Task directions >>
Work through the records that follow and return each line containing the word "single".

Provided entries >>
PR #3919, opened 2026-03-01
[CHORE] Add cross-platform E2E smoke tests

JeanPaiva42:
## Summary                                                                                             
  Adds a new CI workflow to verify the app launches and runs basic functionality on macOS, Windows, and Linux.
                                                                                                         
  ## Changes                                                                                             
  - New `e2e-smoke-test.yml` workflow runs a single basic E2E test across all three platforms            
  - Tests that the app opens and can execute a simple Postgres query                                     
  - Includes platform-specific setup (Python 3.11, Playwright browsers)                                  
  - Runs on PRs to catch platform-specific issues early                                                  
  - Full E2E suite continues running only on Linux                                                       
                                                                                                         
  ## Benefits                                                                                            
  - Catches platform-specific launch issues before merge                                                 
  - Minimal CI cost (single test vs full suite)                                                          
  - Early detection of breaking changes on macOS/Windows


.github/workflows/e2e-smoke-test.yml
```diff
@@ -0,0 +1,90 @@
...
+
+      - name: Serve + Run Tests (Linux/macOS)
+        if: runner.os != 'Windows'
+        shell: bash
+        run: |
+          if [ "$RUNNER_OS" == "Linux" ]; then
+            xvfb-run --auto-servernum --server-args="-screen 0 1024x768x24" bash -c '
+            yarn run electron:serve > server.log 2>&1 &
+              sleep 15
+              cat server.log
```
not-night-but, line 59: Not sure why we need to view the `server.log` here? We could realistically just redirect the command to `/dev/null`

.github/claude/issue-templates.md
```diff
@@ -0,0 +1,129 @@
+# GitHub Issue Templates for Email-to-Issue Creation
```
not-night-but: I think you included this file by accident?

not-night-but (changes requested):
Two quick questions but otherwise looks good!

not-night-but (approved):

Expected answer >>
  - New `e2e-smoke-test.yml` workflow runs a single basic E2E test across all three platforms            
  - Minimal CI cost (single test vs full suite)                                                          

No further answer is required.